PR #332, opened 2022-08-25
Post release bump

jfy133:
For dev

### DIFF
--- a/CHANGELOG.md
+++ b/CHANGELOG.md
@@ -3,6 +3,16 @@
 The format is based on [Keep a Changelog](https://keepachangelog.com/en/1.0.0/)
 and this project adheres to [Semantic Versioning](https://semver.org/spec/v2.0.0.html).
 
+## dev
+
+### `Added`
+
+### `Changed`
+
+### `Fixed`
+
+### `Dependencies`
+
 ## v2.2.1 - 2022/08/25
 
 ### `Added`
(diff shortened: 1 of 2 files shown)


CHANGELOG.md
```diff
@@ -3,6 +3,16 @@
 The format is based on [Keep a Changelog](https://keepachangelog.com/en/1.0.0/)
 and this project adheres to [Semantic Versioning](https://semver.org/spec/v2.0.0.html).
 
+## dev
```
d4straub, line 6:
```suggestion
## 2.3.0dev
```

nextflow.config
......
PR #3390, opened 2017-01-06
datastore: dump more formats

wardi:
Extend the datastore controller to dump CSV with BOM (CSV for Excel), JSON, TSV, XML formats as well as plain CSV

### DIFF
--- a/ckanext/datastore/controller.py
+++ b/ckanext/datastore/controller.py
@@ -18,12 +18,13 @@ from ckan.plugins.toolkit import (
......
**WHAT TO WORK ON:** Out of the entries, report each line that contains the word "datastore".

**TASK ANSWER:**
datastore: dump more formats
Extend the datastore controller to dump CSV with BOM (CSV for Excel), JSON, TSV, XML formats as well as plain CSV
--- a/ckanext/datastore/controller.py
+++ b/ckanext/datastore/controller.py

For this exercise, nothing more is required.